_Your objective:_ Check each line below for "after" and say how many have it, with no other words.

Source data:
PR #85, opened 2023-01-17
Bug: Keep chapter height consistent when tabbing

### LINKED ISSUE #83: Keep chapter height consistent when tabbing (Chapters page)
The height of each tab content is different. So when tabbing, the layout changes (medium-width screens). It should not. Best way to solve this is to place add a container with a the min-height set to the taller height of both tab contents. This requires us to render both (also the one not shown to the user at the moment). Not elegant (let me know if you have a better proposal - fixing the height does not work across responsive screen sizes and dynamic content), but the current layout jump is pretty unpleasant.

**Current behavior:**
localhost_3000_chapters (2)

localhost_3000_chapters (3)

Expected behavior is that the height remains the same, even when tabbing to the challenges.

vinayaksh42:
## Pull Request checklist

## Pull Request type

- [x] :bug: Bugfix
- [ ] :sparkles: Feature
- [ ] :zap: Performance

Chapter height changing upon switching tab in medium-width screens

## What is the new behavior?
issue83before
issue83 after

## Close issue

resolved #83

- [ ] Yes
- [x] No


components/partials/OverviewInfo.tsx
```diff
@@ -33,13 +33,13 @@ export const OverviewInfo = (chapter: Chapter) => {
         onChange={setActiveTab}
         classes="mt-8"
       />
-      <div className="flex grow">
-        {activeTab == 'info' &&
+      <div className="flex">
+        <div className={'tab-content ' + (activeTab != 'info' ? '' : 'tab-content-active')}>
```
GBKS, line 37: Could you please also add `aria-hidden` attributes? Right now, the invisible tab content is still being picked up by screen readers. With `aria-hidden=true`, it will be ignored. [More info here](https://developer.mozilla.org/en-US/docs/Web/Accessibility/ARIA/Attributes/aria-hidden).

GBKS (changes requested):
Thank you for working on this. That's a nice trick using `margin-right`. I left a comment about `aria-hidden` attributes, and could you please also only add this logic for medium-large sized screens? On mobile, we want the layout to adjust because the image height is not getting distorted either way.

components/partials/OverviewInfo.tsx
vinayaksh42: I have created a ternary statement based on screen width (1023px), for greater than 1023px it will use the invisible logic and for less than 1023px it will use the existing tab-switching logic.

styles/globals.css
```diff
@@ -196,3 +196,14 @@ div.react-terminal-line {
 div.react-terminal-active-input {
   color: white;
 }
+
+.tab-content {
```
GBKS, line 200: Can you please handle these styles via Tailwind?

GBKS (approved):
ACK. Thank you!

PR #86, opened 2023-01-18
Fix progress tracking logic and show status on lessons

GBKS:
[Here's a short video](https://youtu.be/O_ELxQvR8ps) about this PR that explains it. And [check the preview](https://saving-satoshi-git-feature-fix-progress-l-e74ed0-saving-satoshi.vercel.app/chapters).

This turned into a bigger PR out of necessity. My main goal was to make lessons/challenges display their status of whether the user has unlocked or completed them in the chapters overview page and in the nav bar in lesson content.

This required making the progress tracking consistent based on IDs.

Then I saw that various components were overwriting the user object at different times. Also, we need to track progress before the user has officially "registered" at the end of chapter 1, so we need an extra property to track that. I centralized all the user-related logic in lib/user.ts. That is now the only class that messes with the user object, simplifying logic in various other places.

In order to make the challenge components figure out their status, I created a new function in lib/content.ts called getUserLessonStatus. That way we also don't need to repeat this in multiple components.

I hope this isn't too crazy to review and give feedback. Main thing to test is the register, login, logout, clear functionality, and to go through chapter 1 and seeing whether the chapters overview page and the nav bar in the lesson accurately shows your status (lock means you can't access the lesson yet, a check means you completed it).


aureleoules:
Master
image

This PR
image

image


Also, after completing `chapter-1/transacting/transacting-2`, the transaction challenge is not saved after clicking on "Continue without saving", which kinda makes sense but the genesis challenge is saved on the other hand.
Maybe we should remove the "Continue without saving" and always save the progress in localStorage.

GBKS:
Thanks, feedback addressed. For saving, we just need to clearly differentiate between saving locally, which we want to do at all times, and the user registering by seeing their code and stating that they saved it. Right now, this user functionality is really basic and you could argue that it's not very useful, but it might be more important in the future to have it.

lib/content.ts
```diff
@@ -1,9 +1,64 @@
...
+        result.completed = true
+      }
+
+      if(userLessonIdIndex >= lessonIdIndex) {
+        result.unlocked = true
+      }
+    }
+  } else if(chapterId == 'chapter-1' && lessonId == 'genesis') {
+    result.unlocked = true
+  }
```
aureleoules, line 60: This seems a bit too hardcoded no?

aureleoules (approved):
Looks good to me.

lib/content.ts
GBKS: Yes. It's only because this is an exception to ensure the first lesson in the first chapter can always be accessed no matter what. A loop over chapters/lessons could would be cleaner. Same goes for setting the initial user progress in `user.ts`. Let's clean up in a separate PR.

_Solved problem:_ 2